Aspartoacylase (ASPA) is an enzyme that functions to catabolize the neuronal amino acid derivative N-acetyl-L-aspartic acid (NAA). Loss of this function results in the failure of developmental myelination. NAA synthesis and catabolism are tightly compartmentalized within neurons and oligodendrocytes, respectively, and there is evidence to suggest the developmental regulation of ASPA activity is transcriptional. NAA has no known direct physiological mode of action, and the identification of a transcriptional regulator of aspa would provide an opportunity to link NAA to relatively more characterized physiological contexts with a view to definitive functional classification.

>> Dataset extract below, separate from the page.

PR #1333, opened 2020-12-18
Remove vendor directory

### LINKED ISSUE #1111: Consider dropping vendor dir in favour of GOPROXY
In kube-state-metrics, we have managed to maintain a clean dependency tree. This puts us in a good position and we can consider using the `GOPROXY` feature available in go.13+.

Using transcriptional and immunohistochemical endpoints, we define a window of postnatal development punctuated by increases in aspa within a pre-existing population of oligodendrocytes in the rat brain. Ontological mining of expression data generated in aspa-null rats during this developmental window identifies both neuronal and oligodendroglial transcriptional abnormalities that suggest an association between glutamatergic synaptic activity and ASPA. Glutamate, but not NAA, is shown to activate endogenous aspa expression in vitro, and endogenous aspa expression is upregulated in the brains of animals over expressing vesicular glutamate transporter type-I (vglut1). These results define a discrete period of postnatal development within which glutamate provides a means by which the tightly compartmentalized NAA metabolic cycle can function in sync with normal development and may be a factor in pathological models of dysregulated NAA metabolism.

PMID:
21608034
DOI:
10.1002/glia.21187
[Indexed for MEDLINE]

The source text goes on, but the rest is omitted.